Pero, a pesar de las limitaciones, su familia afirma que "siempre está contento y de buen humor". "Nos ha enseñado mucho del chocolate y sobre todo de la vida. Nos reímos mucho con sus anécdotas, es un placer estar con él. Nos da una lección de vida cada día", reconoce María Jesús, una de sus tres hijas.

El comercio de la calle Amaya funciona como obrador y tienda desde 1958. Foto: Unai Beroiz

Jesús recuerda su infancia feliz en el pueblo, donde vivía con sus padres y sus cuatro hermanos. Entonces en Erro había un centenar de niños y hacían la vida en la calle; en invierno jugaban a lanzarse bolas de nieve, en verano, iban al río a bañarse. "Después de jugar, iba a casa y ayudaba a mi padre en alguna tarea. Lo que más me gustaba era moler canela en el molino de piedra", confiesa Jesús.

Desde siempre, su vida ha estado ligada al chocolate. Su bisabuelo Manuel había fundado Chocolates Subiza en la Casa del Alpargatero de Erro, allá por 1841. Desde entonces, el negocio fue transmitiéndose de generación en generación y, con tan sólo 13 años, Jesús ya comenzó a trabajar en la empresa de su padre, que entonces ya se había trasladado a la Casa del Cerero. Allí regentaban, además de una tienda de ultramarinos y una cerería, el obrador donde Jesús aprendió y gestó su entusiasmo por el chocolate. "Aprendí mucho con mi padre, de chocolate y de la vida. Decía que, para hacer un buen chocolate, se necesita buen cacao y mucho tiempo", destaca Jesús.

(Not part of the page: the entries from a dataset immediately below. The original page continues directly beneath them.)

PR #251, opened 2022-11-24
Basic Support for Upgrades

RPate97:
## Purpose
Adds basic support for upgrading contracts via the `chugsplash-upgrade` task and the `isUpgrade` flag on the `chugsplash-deploy` task. 

## Note
There are still some more complex upgrade cases which we will need to handle to make this a really robust feature. 
- This PR does not handle cases where only some contracts in a config file need to be upgraded. If you attempt to upgrade a contract where the implementation code has not changed, you will encounter an error `ChugSplashManager: implementation was not deployed correctly`. This is due to create2 returning a zero address for the implementation address (I believe) due to the generated address already being in use.
- For the same reason, this PR also does not handle cases where only ChugSplash config variables have changed.
- This PR does not handle cases where only some config files need to be upgraded. I chose to wait on updating the `node`, `test`, and `run` commands to support upgrades due to this. 

We should discuss further how to handle these more complex upgrade cases. I recommend that we take inspiration from Terraform in the design of the upgrade process. This would involve using only the deploy task for both fresh deployments and upgrades. It would also involve dynamically detecting and upgrading only the contracts in a given config that have actually changed since the last deployment.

Fueron años muy boyantes para el negocio. Jesús recuerda que las mujeres eran muy buenas clientas -la más especial, sin duda, Eufemia Espinal, de Bizkarreta-Gerendiain, quien más tarde sería su mujer-, así como los canónigos de Roncesvalles, a quienes les gustaba el chocolate con un porcentaje más alto de cacao y quienes después darían nombre a una de las especialidades de Chocolates Subiza. "Se comía mucho chocolate, sobre todo las mujeres. Era costumbre que cuando daban a luz y hacían la presentación en la iglesia, las vecinas les regalaban una gallina y una tableta de chocolate", rememora.

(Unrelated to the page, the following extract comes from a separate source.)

PR #254, opened 2022-11-28
Merge deploy and upgrade tasks

RPate97:
## Purpose
Merges the deployment and upgrade tasks. I did this by updating the `checkValidDeployment` function to instead check if an upgrade is happening or not. If an upgrade is happening, then we check if the it is valid and confirm that the user intends to perform an upgrade of their project before continuing with the deployment.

Sin embargo, la llegada de la guerra civil, la no menos dura posguerra y la muerte de su padre en 1953, hizo peligrar el negocio del chocolate y le obligó a él y a su hermano Gerardo a trasladarse en 1958 a la capital para continuar con el trabajo, despidiéndose para siempre de su amado pueblo. "Fue una decisión difícil de tomar, pero acertada. El momento era muy complicado porque en Pamplona había más de 13 obradores de chocolate y había mucha competencia, pero nos apoyábamos mucho", recuerda.

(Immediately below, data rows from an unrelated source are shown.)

PR #255, opened 2022-11-28
spinner logic for upgrades

sam-goldman:
Adds spinner output for upgrades as per [this comment](https://github.com/chugsplash/chugsplash/pull/254/files#r1033981244).


sam-goldman:
As you can see, it's kind of a hassle working with the spinner. i like that we use it to inform the user whether the project is a deployment or upgrade, but i'm personally going to use it pretty sparingly from now on, especially since we already output a lot of info to the user.

PR #289, opened 2022-12-05
Transfer Ownership and Claim Ownership Tasks

RPate97:
## Purpose
- Adds a task to transfer ownership of a proxy to ChugSplash
- Adds a task to claim ownership of a proxy back from ChugSplash. I initially added this to help with testing, but then decided to keep it because it seems nice to have. 

## Note
- I primarily tested this by deploying a contract with ChugSplash, then claiming ownership of the proxy with my personal account, then transferring it back to ChugSplash. 
- I tested the proxy validation logic by running this against implementation contracts which I know to be non compliant. 
- It would be good to also check this against real non standard proxy contracts.


packages/plugins/src/hardhat/tasks.ts
```diff
@@ -1352,3 +1355,171 @@ export const listProjectsTask = async ({}, hre: HardhatRuntimeEnvironment) => {
...
+    false
+  ) {
+    errorProjectNotRegistered(
+      await getChainId(hre.ethers.provider),
+      hre.network.name,
+      configPath
+    )
+  }
+
+  spinner.succeed('Process registration detected')
```
sam-goldman, line 1444: Do you mean `Project registration detected`?

packages/plugins/src/hardhat/tasks.ts
```diff
@@ -1352,3 +1355,171 @@ export const listProjectsTask = async ({}, hre: HardhatRuntimeEnvironment) => {
...
+  Currently ChugSplash only supports proxies that implement EIP-1967 which yours does not appear to do.
+  If you believe this is a mistake, please reach out to the developers or open an issue on GitHub.`
+
+  // Fetch proxy bytecode and check if it contains the expected EIP-1967 function definitions
+  const iface = new ethers.utils.Interface([
+    'function implementation() external view returns (address)',
+    'function admin() returns (address)',
+    'function upgradeTo(address)',
+    'function changeAdmin(address newAdmin)',
+  ])
```
sam-goldman, line 1457: Instead of hard-coding the interface here, you can just import `ProxyABI` from `@chugsplash/contracts` and do:
```
const iface = new ethers.utils.Interface(ProxyABI)
```

packages/plugins/src/hardhat/tasks.ts
```diff
@@ -1352,3 +1355,171 @@ export const listProjectsTask = async ({}, hre: HardhatRuntimeEnvironment) => {
 task(TASK_CHUGSPLASH_LIST_PROJECTS)
   .setDescription('Lists all projects that are owned by the caller.')
   .setAction(listProjectsTask)
+
+const claimOwnershipTask = async (
```
sam-goldman, line 1359: Could you export this function and `transferOwnershipTask`?

packages/plugins/src/hardhat/tasks.ts
```diff
@@ -1352,3 +1355,171 @@ export const listProjectsTask = async ({}, hre: HardhatRuntimeEnvironment) => {
...
+    }
+  }
+
+  // Fetch proxy owner address from storage slot defined by EIP-1967
+  const ownerAddress = BigNumber.from(
+    await provider.getStorageAt(
+      proxyAddress,
+      '0xb53127684a568b3173ae13b9f8a6016e243e63b6e8ee1178d6a717850b5d6103'
+    )
+  ).toHexString()
```
sam-goldman, line 1473: The `toHexString` function truncates leading zeros, which can cause valid owner addresses to error on the subsequent call to `ethers.utils.isAddress`. For example, say the address `0x0011111111111111111111111111111111111111` is a valid owner address. Calling `toHexString` will truncate the address and return `0x11111111111111111111111111111111111111` (which is one byte shorter than an address). Instead, what we should do is use ethers' [decode](https://docs.ethers.io/v5/api/utils/abi/coder/#AbiCoder-decode) function.

packages/plugins/src/hardhat/tasks.ts
```diff
@@ -1352,3 +1355,171 @@ export const listProjectsTask = async ({}, hre: HardhatRuntimeEnvironment) => {
...
+
+  // Fetch ChugSplashManager address for this project
+  const managerAddress = await getChugSplashManagerProxyAddress(
+    parsedConfig.options.projectName
+  )
```
sam-goldman, line 1478: The `getChugSplashManagerProxyAddress` is synchronous, so no need for `await` here

packages/plugins/src/hardhat/tasks.ts
```diff
@@ -1352,3 +1355,171 @@ export const listProjectsTask = async ({}, hre: HardhatRuntimeEnvironment) => {
...
+  if (ownerAddress.toLowerCase() !== signerAddress.toLowerCase()) {
+    throw new Error(`Target proxy is owned by: ${ownerAddress}.
+You attempted to transfer ownership of the proxy using the address: ${signerAddress}`)
+  }
+
+  // Check that the proxy implementation function returns an address
+  const contract = new ethers.Contract(proxyAddress, iface, signer)
+  const implementationAddress = BigNumber.from(
+    await contract.callStatic.implementation()
+  ).toHexString()
```
sam-goldman, line 1501: This can just be:
```
const implementationAddress =  await contract.callStatic.implementation()
```
This'll return the 0x-prefixed address without potentially truncating leading zeros.

packages/plugins/src/hardhat/tasks.ts
```diff
@@ -1352,3 +1355,171 @@ export const listProjectsTask = async ({}, hre: HardhatRuntimeEnvironment) => {
...
+  if (!ethers.utils.isAddress(implementationAddress)) {
+    throw new Error(incompatibleProxyError)
+  }
+
+  spinner.succeed('Proxy compatibility verified')
+  spinner.start('Transferring proxy ownership to ChugSplash...')
+
+  // Transfer ownership of the proxy to the ChugSplashManager.
+  await contract.changeAdmin(managerAddress)
```
sam-goldman, line 1510: Any state-changing transaction should be wrapped in `await (...).wait()`. So, this should be:
```
await (await contract.changeAdmin(managerAddress)).wait()
```

packages/plugins/src/hardhat/tasks.ts
```diff
@@ -90,6 +90,9 @@ export const TASK_CHUGSPLASH_MONITOR = 'chugsplash-monitor'
 export const TASK_CHUGSPLASH_CANCEL = 'chugsplash-cancel'
 export const TASK_CHUGSPLASH_WITHDRAW = 'chugsplash-withdraw'
 export const TASK_CHUGSPLASH_LIST_PROJECTS = 'chugsplash-list-projects'
+export const TASK_CHUGSPLASH_TRANSFER_OWNERSHIP =
+  'chugsplash-transfer-ownership'
+export const TASK_CHUGSPLASH_CLAIM_OWNERSHIP = 'chugsplash-claim-ownership'
```
sam-goldman, line 95: What do you think about changing this task name to `chugsplash-claim-proxies`? I feel like "claim ownership" could either mean claiming ownership of the ChugSplashManager or claiming ownership of the proxies.

packages/plugins/src/hardhat/tasks.ts
```diff
@@ -1352,3 +1355,171 @@ export const listProjectsTask = async ({}, hre: HardhatRuntimeEnvironment) => {
...
+    errorProjectNotRegistered(
+      await getChainId(hre.ethers.provider),
+      hre.network.name,
+      configPath
+    )
+  }
+
+  spinner.start('Claiming proxy ownership...')
+
+  const manager = await getChugSplashManager(
```
sam-goldman, line 1390: No need for `await` here since `getChugSplashManager` is synchronous

packages/plugins/src/hardhat/tasks.ts
```diff
@@ -1352,3 +1355,171 @@ export const listProjectsTask = async ({}, hre: HardhatRuntimeEnvironment) => {
...
+    (await isProjectRegistered(signer, parsedConfig.options.projectName)) ===
+    false
+  ) {
+    errorProjectNotRegistered(
+      await getChainId(hre.ethers.provider),
+      hre.network.name,
+      configPath
+    )
+  }
+
```
sam-goldman, line 1387: We should check for a couple more things here:
1. We should throw an error if the caller is not the project owner (via `getProjectOwnerAddress` in the core package)
2. We should throw an error if there is currently an active bundle (via `manager.activeBundleId()`)

packages/plugins/src/hardhat/tasks.ts
```diff
@@ -1352,3 +1355,171 @@ export const listProjectsTask = async ({}, hre: HardhatRuntimeEnvironment) => {
 task(TASK_CHUGSPLASH_LIST_PROJECTS)
   .setDescription('Lists all projects that are owned by the caller.')
   .setAction(listProjectsTask)
+
+const claimOwnershipTask = async (
+  args: {
+    configPath: string
+    referenceName: string
```
sam-goldman, line 1362: Instead of passing in a `referenceName`, what do you think about allowing the owner to claim ownership of all proxies in a single call by default? Imo this is preferable since I can't really imagine a case where an owner would want them transferred one at a time.

packages/plugins/src/hardhat/tasks.ts
```diff
@@ -1352,3 +1355,171 @@ export const listProjectsTask = async ({}, hre: HardhatRuntimeEnvironment) => {
...
+    silent: boolean
+  },
+  hre
```
sam-goldman, line 1365: We can set this type to be `HardhatRuntimeEnvironment`. Same with the transferOwnershipTask

packages/plugins/src/hardhat/tasks.ts
```diff
@@ -1352,3 +1355,171 @@ export const listProjectsTask = async ({}, hre: HardhatRuntimeEnvironment) => {
...
+    false
+  ) {
+    errorProjectNotRegistered(
+      await getChainId(hre.ethers.provider),
+      hre.network.name,
+      configPath
+    )
+  }
+
+  spinner.start('Claiming proxy ownership...')
```
sam-goldman, line 1388: I think you're missing a `spinner.succeed` call before this `spinner.start`

sam-goldman:
Looks like you can resolve [this TODO](https://github.com/chugsplash/chugsplash/blob/develop/packages/core/src/utils.ts#L164) from a couple weeks ago

sam-goldman:
What do you think about following [Conventional Commits](https://www.conventionalcommits.org/en/v1.0.0/) for commit messages?

packages/plugins/src/hardhat/tasks.ts
RPate97: I think that's a good quality of life improvement. However, given that this task is already somewhat outside the scope of the original spec for this feature, I think we should avoid adding additional scope to it. 

I'd say we should put that idea on the to-do list and come back to it if we find that this is a commonly used feature. For now, I've just updated the task name to more clearly reflect what it does.

packages/plugins/src/hardhat/tasks.ts
sam-goldman: Looks like it wasn't added to the `transferOwnershipTask`

packages/core/src/utils.ts
```diff
@@ -161,7 +161,6 @@ npx hardhat chugsplash-deploy --network ${networkName} ${configPath}
   }
 
   if (requiresOwnershipTransfer.length > 0) {
-    // TODO update this once the transfer ownership task is implemented
     throw new Error(
       `Error: Detected proxy contracts which are not managed by ChugSplash.
       ${requiresOwnershipTransfer.map(
```
sam-goldman, line 166: Could you fill out the task on line 171 of this file? It's currently `npx hardhat chugsplash-transfer-ownership>`. Something like:
```
npx hardhat chugsplash-transfer-ownership --network ${hre.network.name} --proxy-address <address> ${configPath}
```

packages/plugins/src/hardhat/tasks.ts
```diff
@@ -1375,3 +1378,182 @@ export const listProjectsTask = async ({}, hre: HardhatRuntimeEnvironment) => {
...
+
+  spinner.succeed(`Proxy ownership claimed by address ${signerAddress}`)
+}
+
+task(TASK_CHUGSPLASH_CLAIM_PROXY)
+  .addPositionalParam(
+    'configPath',
+    'Path to the ChugSplash config file for the project that owns the target contract'
+  )
+  .addPositionalParam(
```
sam-goldman, line 1448: Was just messing around with these tasks and realized that having two positional params is pretty unintuitive. E.g. running `npx hardhat chugsplash-claim-proxy <configPath> <referenceName>` works, but switching their order (i.e. `<configPath> <referenceName>`) doesn't. In all of the Hardhat tasks I've used, there's only one positional param to avoid this. What do you think about changing the reference name to `addFlag`?

packages/plugins/src/hardhat/tasks.ts
```diff
@@ -1375,3 +1378,182 @@ export const listProjectsTask = async ({}, hre: HardhatRuntimeEnvironment) => {
...
+
+  spinner.succeed('Proxy ownership successfully transferred to ChugSplash')
+}
+
+task(TASK_CHUGSPLASH_TRANSFER_OWNERSHIP)
+  .addPositionalParam(
+    'configPath',
+    'Path to the ChugSplash config file for the project that you would like to own the target contract'
+  )
+  .addPositionalParam(
```
sam-goldman, line 1554: > Was just messing around with these tasks and realized that having two positional params is pretty unintuitive. E.g. running `npx hardhat chugsplash-claim-proxy <configPath> <referenceName>` works, but switching their order (i.e. `<referenceName> <configPath>`) doesn't. In all of the Hardhat tasks I've used, there's only one positional param to avoid this. What do you think about changing the reference name to `addFlag`?

Same thing here. We could change the flag to be `proxy` or keep it as `proxyAddress` if you'd prefer

packages/core/src/utils.ts
```diff
@@ -161,15 +161,14 @@ npx hardhat chugsplash-deploy --network ${networkName} ${configPath}
...
         ({ name, address }) => `${name}, ${address}\n`
       )}
 
 To upgrade these contracts, you must first transfer ownership of them to ChugSplash using the following command:
-npx hardhat chugsplash-transfer-ownership>
+npx hardhat chugsplash-transfer-ownership --network ${networkName} ${configPath} <proxy address>
```
sam-goldman, line 171: If you agree with the other comments, this'll need to be updated to reflect the latest change

packages/plugins/src/hardhat/tasks.ts
```diff
@@ -1375,3 +1378,182 @@ export const listProjectsTask = async ({}, hre: HardhatRuntimeEnvironment) => {
...
+
+  await (
+    await manager.transferProxyOwnership(referenceName, signerAddress)
+  ).wait()
+
+  spinner.succeed(`Proxy ownership claimed by address ${signerAddress}`)
+}
+
+task(TASK_CHUGSPLASH_CLAIM_PROXY)
+  .addPositionalParam(
```
sam-goldman, line 1444: Can you add a short description for this task via `setDescription`?

packages/plugins/src/hardhat/tasks.ts
```diff
@@ -1375,3 +1378,182 @@ export const listProjectsTask = async ({}, hre: HardhatRuntimeEnvironment) => {
...
+  spinner.start('Transferring proxy ownership to ChugSplash...')
+
+  // Transfer ownership of the proxy to the ChugSplashManager.
+  await (await contract.changeAdmin(managerAddress)).wait()
+
+  spinner.succeed('Proxy ownership successfully transferred to ChugSplash')
+}
+
+task(TASK_CHUGSPLASH_TRANSFER_OWNERSHIP)
+  .addPositionalParam(
```
sam-goldman, line 1550: > Can you add a short description for this task via `setDescription`?

Same here

packages/core/src/utils.ts
```diff
@@ -161,15 +161,14 @@ npx hardhat chugsplash-deploy --network ${networkName} ${configPath}
...
-    // TODO update this once the transfer ownership task is implemented
     throw new Error(
       `Error: Detected proxy contracts which are not managed by ChugSplash.
       ${requiresOwnershipTransfer.map(
         ({ name, address }) => `${name}, ${address}\n`
       )}
 
 To upgrade these contracts, you must first transfer ownership of them to ChugSplash using the following command:
-npx hardhat chugsplash-transfer-ownership>
+npx hardhat chugsplash-transfer-ownership --network ${networkName} ${configPath} --proxy <proxy address>
```
sam-goldman, line 171: This'll need to be updated to `--config ${configPath}` since it's now a regular param

packages/plugins/src/hardhat/tasks.ts
```diff
@@ -1375,3 +1378,186 @@ export const listProjectsTask = async ({}, hre: HardhatRuntimeEnvironment) => {
...
+
+  spinner.succeed(`Proxy ownership claimed by address ${signerAddress}`)
+}
+
+task(TASK_CHUGSPLASH_CLAIM_PROXY)
+  .setDescription(
+    'Transfers ownership of a proxy from ChugSplash to the caller'
+  )
+  .addPositionalParam(
+    'configPath',
```
sam-goldman, line 1448: We decided to change `addPositionalParam` to `addParam` and `configPath` to `config` for both tasks

sam-goldman (approved):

A base de constancia y trabajo, este centenario fue encaminando su vida y su carrera en Pamplona hasta llegar a convertirse en un referente de la industria chocolatera. Superó momentos difíciles, pero jamás se quejó de nada y supo salir airoso aplicando las enseñanzas de su progenitor y experimentando todo tipo de técnicas. Porque trabajar como chocolatero ha sido para él su gran pasión, una forma de vida, y así se lo han reconocido en contadas ocasiones. "Más que un oficio, ha sido una gran afición heredada por mi familia que me ha dado muchas satisfacciones", concluye. Cien años de una vida plena, exitosa, ligada a una gran pasión y habiendo construido una familia unida que ha continuado su legado son suficientes motivos como para reafirmar que el chocolate le ha deleitado con la mejor de las recompensas.

"He visto crecer a familias y tenemos clientes de tres generaciones. Es una suerte porque, además de clientes, son amigos"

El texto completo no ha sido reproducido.